I did goof though. I did not see both baking powder and baking soda. I left out the latter. They still look good, but spread out a bit. Also, I am at 2 mile high elevation in Ecuador, so that always creates problems.
I heard in your Thanksgiving video you were going to freeze the batch you made. I am trying that too.
OH MY GOSH!!! WINNER!! I made a big pot of chicken and mushroom soup and really wished I could have some rolls with it. I found this and set myself to making a batch since I always keep these ingredients on hand. The only thing missing was plain yogurt, so I substituted our keto friendly cottage cheese. Absolutely AMAZING!! Soup with hot buttered rolls on a winter evening…. absolute perfection
OMG, these are amazing. I’ve made them a few ways and we love them. Feels like cheating. 🙂
These were quite good!
My 21yo son is Type 1 Diabetic, so I’m always looking for low carb options. Often bread type recipes are ok, but kind of disappointing. He’s home from college and wanted a good homemade meal. I wanted to have rolls with dinner last night, so I gave these a try. Half of the recipe, since all measurements split easily, just in case I wasn’t pleased. I took to heart the numerous comments about how flat they can end up. I made them rather tall and skinny to start, and they ended up about 1/2-3/4” tall. But they were not little hockey pucks, they cut nicely and the flavor was good. I also made garlic butter for them, but they were good without it. Both kids liked them, even the picky non-T1D teenager. I’d definitely make these again!
I made these last night and I goofed on the amount of buttermilk. I halved all the ingreds (to make just 6 rolls) but forgot when it came to the buttermilk and I accidentally put in 4x the amount! So the rolls were flat-ish, but they still tasted good and cooked fine. For me, they have too much of a coconut taste, but my husband liked them. They looked more like hamburger buns (due to my mistake) so I used one today for my lunch sandwich of pastrami, cheese & tomato and they were perfect! I’m going to make the mistake of too much buttermilk on purpose the next time I want hamburger buns! 🙂 Round 2 will be with the right ingredient portions for dinner rolls and I’m sure they will come out round and perfect. Thanks for a great recipe! I wish I could post a picture of my pastrami sandwich. The “bun” was perfect!

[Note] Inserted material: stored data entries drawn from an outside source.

Issue #459, opened 2018-08-23
Premature Process Termination.


Fenikkusu:
| Question    | Answer
| ------------| ---------------
| Infection version | #457 
| Test Framework version | Codeception 2.4.2
| PHP version | 7.1.17
| Platform    | MacOS
| Github Repo | https://github.com/twistersfury/infection

InitialTestsRunner::57-58 needs to be revised. When codeception runs, it echos to the error output in pieces. This creates a race condition where all the output of STDERR does not have a chance to echo/process before the parent infection run calls the stop command. This ends up resulting in error code 143 because the pipe gets killed prematurely. I'm still looking for the best way to fix this, but thought someone might have an answer. At the very least, the stop command should allow the echo to finish. My suggestion is to only call the stop after the timeout command. That should give the main command to successfully finish in full. Will test when I get the chance.

Fenikkusu:
I have applied a preliminary/suggested fix to the MR.

maks-rafalko:
Closing as no one complains about this, and Codeception was redeveloped from scratch

PR #464, opened 2018-08-26
Resolving Premature Exit On Error

Fenikkusu:
This PR:

- [x] Adds new feature ...
- [x] Covered by tests

Fixes https://github.com/infection/infection/issues/459

When running the test framework, if infection detects any errors, it immediately kill the process. If this happens and the process has additional output, you may not get the proper error. Instead you get an error code 143 because the pipe was closed early as a result of a race condition.

This fixes this by adding a 10 second delay to processing to allow the framework to fully exit. In most cases, it will likely take less than 1 second.

This fix relates to PR #457 in that the bug was originally detected when running codeception testing through GitLab Runner.


sanmai:
CI fails with `SYMFONY_VERSION="^4.0"`

src/Process/Runner/InitialTestsRunner.php
```diff
@@ -31,16 +31,22 @@
...
+    private $errorTimeout;
+
     /**
      * InitialTestsRunner constructor.
      *
      * @param ProcessBuilder $processBuilder
      * @param EventDispatcherInterface $eventDispatcher
      */
-    public function __construct(ProcessBuilder $processBuilder, EventDispatcherInterface $eventDispatcher)
+    public function __construct(ProcessBuilder $processBuilder, EventDispatcherInterface $eventDispatcher, int $errorTimeout = 10)
```
sanmai: I guess this should be a `private const` somewhere above, what do you think?

Fenikkusu:
Anyone want to provide suggestions on why appveyor is not passing...?...'Command exited with code -1073741819' I'm on an OSX machine so not sure how to replicate that currently...

Fenikkusu:
Must be an appveyor issue. I'm getting the same error on PR #465 where none of the code and/or tests were changed.

Fenikkusu:
> Why do we need to wait for the whole STDERR output from Codeception, but not just the first bits? To get the full error message?

It's not so much about getting the full error message so much as giving the process the chance to actually exit properly. Otherwise, infections kills the pipe prematurely, and when codeception tries to write to that pipe, the process as a whole errors out (IE: symfony dies) because it tries to write to the closed pipe. This results in error code 143 from codeception, which typically just exists with code 1 and the error response. Since all of this happens within microseconds, infections ends up getting the 143 exit code, and a blank message.

 > If the answer to the previous question is "yes", I would say we need to do this new logic only for Codeception and leave previous logic as it was, because it adds extra 1000ms when it should not.

It's true it adds a second, but I can easily alter that in two ways the first is to change it to a `while` instead of a `do` loop, so the first thing it does is check is running. By that time, it may of been exited already. Second, I can alter it from 1000ms to say 100ms, which honestly is probably more appropriate, as I suspect that in most cases, 1000ms is overkill.

theofidry:
@Fenikkusu any chance to get a rebase to merge this one?

Fenikkusu:
Somehow managed to screw up the rebase. Reopening after changes.

Fenikkusu:
Rebased, Cleaned Up Commits. Also had a test run done for a project and it took care of the specific issue (related to codeception failure when pre-running testing).

src/Process/Runner/InitialTestsRunner.php
```diff
@@ -47,9 +47,14 @@
...
 final class InitialTestsRunner
 {
+    private const ERROR_TIMEOUT = 10;
+
     private $processBuilder;
     private $eventDispatcher;
 
+    /**
+     * InitialTestsRunner constructor.
+     */
```
theofidry, line 57:
```suggestion
```

I don't think this comment has any value

src/Process/Runner/InitialTestsRunner.php
```diff
@@ -66,16 +71,35 @@ public function run(
         array $phpExtraOptions,
         bool $skipCoverage
     ): Process {
+        /** @var Process $process */
```
theofidry, line 74:
```suggestion
```

The process type is documented in `ProcessBuilder` so this should not be necessary

src/Process/Runner/InitialTestsRunner.php
```diff
@@ -47,9 +47,14 @@
...
+    private const ERROR_TIMEOUT = 10;
+
     private $processBuilder;
     private $eventDispatcher;
 
+    /**
+     * InitialTestsRunner constructor.
+     */
     public function __construct(
         InitialTestsRunProcessFactory $processFactory,
```
theofidry, line 59: hm looks like the property `processBuilder` has not been renamed to `processFactory`, I'll check that out in a separate PR

src/Process/Runner/InitialTestsRunner.php
```diff
@@ -66,16 +71,35 @@ public function run(
...
     ): Process {
+        /** @var Process $process */
         $process = $this->processBuilder->createProcess(
             $testFrameworkExtraOptions,
             $phpExtraOptions,
             $skipCoverage
         );
 
+        //Tracking Process Error Exit
+        $expirationData = (object) [
```
theofidry, line 82: is there any reason why to use an object here? It feels like this could just be `$expirationTime = null` and then pass the variable by reference in the callback

src/Process/Runner/InitialTestsRunner.php
```diff
@@ -66,16 +71,35 @@ public function run(
...
         bool $skipCoverage
     ): Process {
+        /** @var Process $process */
         $process = $this->processBuilder->createProcess(
             $testFrameworkExtraOptions,
             $phpExtraOptions,
             $skipCoverage
         );
 
+        //Tracking Process Error Exit
```
theofidry, line 81: CS nitpick, we used to leave a space between the `//` and the text, i.e. `// Tracking`

src/Process/Runner/InitialTestsRunner.php
```diff
@@ -47,9 +47,14 @@
  */
 final class InitialTestsRunner
 {
+    private const ERROR_TIMEOUT = 10;
```
theofidry, line 50: I think a comment would be appreciated here, at the very least to specify the unit of that number

src/Process/Runner/InitialTestsRunner.php
```diff
@@ -66,16 +71,35 @@ public function run(
...
+        $process->run(function (string $type) use ($process, $expirationData): void {
             if ($process::ERR === $type) {
+                //If already started, do not start again and let parent one run - prevent infinite loop.
+                //->isRunning calls the callback again every time there is any updated output.
+                if ($expirationData->time !== null) {
+                    return;
+                }
+
+                //Give The Error Processing Time To Fully Output
+                $expirationData->time = time() + self::ERROR_TIMEOUT;
```
theofidry, line 97: an import is missing for the `time()` function

src/Process/Runner/InitialTestsRunner.php
```diff
@@ -66,16 +71,35 @@ public function run(
...
+        ];
+
         $this->eventDispatcher->dispatch(new InitialTestSuiteWasStarted());
 
-        $process->run(function (string $type) use ($process): void {
+        $process->run(function (string $type) use ($process, $expirationData): void {
             if ($process::ERR === $type) {
+                //If already started, do not start again and let parent one run - prevent infinite loop.
+                //->isRunning calls the callback again every time there is any updated output.
+                if ($expirationData->time !== null) {
```
theofidry, line 92: After checking, I'm under the impression this could be done by passing the `$timeout` property to `Process::stop()`. It's however hard to tell for me if it's enough since I can't reproduce the issue

tests/e2e/Delayed_Error_Output/tests/SourceClassTest.php
```diff
@@ -0,0 +1,22 @@
...
+namespace Namespace_\Test;
+
+use Namespace_\SourceClass;
+use PHPUnit\Framework\TestCase;
+
+class SourceClassTest extends TestCase
+{
+    public function test_hello()
+    {
+        $outHandle = fopen('php://stderr', 'w');
```
theofidry, line 12:
```suggestion
        $stderrHandle = fopen('php://stderr', 'w');
```
?

composer.lock
```diff
@@ -3167,6 +3167,5 @@
     },
     "platform-overrides": {
         "php": "7.3.12"
-    },
-    "plugin-api-version": "1.1.0"
+    }
```
theofidry, line 3170: is that update necessary?

src/Process/Runner/InitialTestsRunner.php
Fenikkusu: I took a look at this and it is unfortunately a little different. By default, the timeout is 10 when calling `stop`. The problem is that `stop` immediately sends the SIGTERM signal and then waits for it to shutdown, which makes sense. This in effect causes the issue we are seeing. If the SIGTERM wasn't there, then this would be fine. BTW, the e2e test is able to replicate the issue easily enough.

src/Process/Runner/InitialTestsRunner.php
Fenikkusu: Removed

src/Process/Runner/InitialTestsRunner.php
Fenikkusu: Bad past experiences is the only reason I do this. I've had too many issues with forced by-ref causing issues that I'd rather rely on the natural by-ref of objects. 

Updated

src/Process/Runner/InitialTestsRunner.php
Fenikkusu: Updated

tests/e2e/Delayed_Error_Output/tests/SourceClassTest.php
Fenikkusu: Updated

composer.lock
Fenikkusu: Not sure how that happened. I've reverted the changes to composer.lock completely.

src/Process/Runner/InitialTestsRunner.php
Fenikkusu: Updated

src/Process/Runner/InitialTestsRunner.php
Fenikkusu: Updated

src/Process/Runner/InitialTestsRunner.php
Fenikkusu: Updated

Fenikkusu:
Changes Applied.

maks-rafalko:
Closing as no one complains about this, and Codeception was redeveloped from scratch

TIP#1: Make your own buttermilk. To each 1/2 cup of whole milk, or full fat cream, add 1/2T (tablespoon) of fresh lemon juice or white vinegar. Let it sit for 15mins to curdle, then stir and use.
TIP#2: I buy mozzarella in a jumbo package of individually wrapped strips. I unwrap the amount I need and use a knife to cut in small wedges, instead of shredding. Just a knife to clean instead of a grater! 🙂 The rest stays fresh and doesn’t spoil.

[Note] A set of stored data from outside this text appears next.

PR #465, opened 2018-08-29
Tweaking Makefile For Easy Symfony Switch

Fenikkusu:
This PR:

- [x] Adds new feature ...

While working on PR #464 I was getting errors with the testing in travis for Symfony 4.0. It took me a bit of digging to figure out how to do the switch locally. After figuring it out, I went ahead and added some helper methods to the Makefile to switch between 3.0 and 4.0 more easily.

### DIFF
--- a/Makefile
+++ b/Makefile
@@ -137,3 +137,20 @@ build/bin/infection.phar: $(shell find bin/ src/ -type f) box.phar box.json.dist
 box.phar:
 	wget $(BOX_URL)
 	chmod a+x box.phar
+
+.PHONY: symfony-40 symfony-30
+symfony-40:
+	composer config --unset platform.php
+	composer require symfony/console:^4.0 \
+		symfony/filesystem:^4.0 \
+		symfony/process:^4.0 \
+		symfony/finder:^4.0 \
+		symfony/yaml:^4.0
+
+symfony-30:
+	composer config platform.php 7.1
+	composer require symfony/console:^3.0 \
+		symfony/filesystem:^3.0 \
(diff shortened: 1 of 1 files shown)


borNfreee:
Thanks for making this PR.

I'm personally -1 for this PR, because it's a very specific task. I have never needed it during infection development and think you will never need it again, so probably it will be a dead code.

As an option, you can create your own makefile locally which would be in `.gitignore` and extend the current functionality (https://www.gnu.org/software/make/manual/html_node/Overriding-Makefiles.html)

@infection/core thoughts?

sanmai:
Mixed feelings about this. In a such an extensive Makefile we have these useful bits will be forgotten with certainty. So they should be mentioned [in the `CONTRIBUTING.md`](https://github.com/infection/infection/blob/master/.github/CONTRIBUTING.md). But on the other hand these are so small so they could go to `CONTRIBUTING.md` in their entirety. So, what do we all think about adding them there?

borNfreee:
When it will be a time to update our `.travis.yml`

https://github.com/infection/infection/blob/af67763a108c03779f13efea2493aa8d3f4f2564/.travis.yml#L40-L47

we will likely forget to update `CONTRIBUTING.md` with the similar changes, because nobody cares about this file in general. Thus, we will have 2 places with different, but similar instructions.

I'm not against such things, only want to avoid unneeded maintenance for us in the future.

borNfreee:
I appreciate your work @Fenikkusu, however, the future maintenance and possible inconsistencies do not worth this small addition.

Thank you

TIP#3: I buy cream cheese in a jumbo package of individually wrapped servings of 1oz each, so again, I just unwrap what I need. The rest stays fresh and doesn’t spoil.
These turned out great even when I had to do a half recipe and forgot and put in 4 oz cream cheese. Best ever keto rolls!
can i make the dough a day ahead and then bake the next day?
Yes, just wrap it tightly in plastic wrap so it doesn’t dry out. You can also freeze the baked rolls.
Hi 👋
Would this work at all putting in a loaf tin and making as a loaf of bread?
I seen your bread recipe which looks good! But I’m not too keen on the protein powder.
Thank you 🙂
I think it would do okay is smaller loaf pans. I did try a larger one and the center was still soggy..although that could mean I just needed to decrease the baking temp and bake for longer.
I tried these just now and they taste very good. Mine did, however, spread out and flatten up and didn’t brown like the pictures. Not sure what I did except make them larger as I was hoping for hamburger buns. I will try again for a basic dinner roll to have with my meatloaf. again, the taste was very good and I will definitely do this recipe again!
These are AMAZING! I don’t think I’ll eat 12 of them within a few days so can I freeze them?
I am finding mixing the cheese in the processor that the cheese just sits round the shaft. Not sure what I am doing wrong.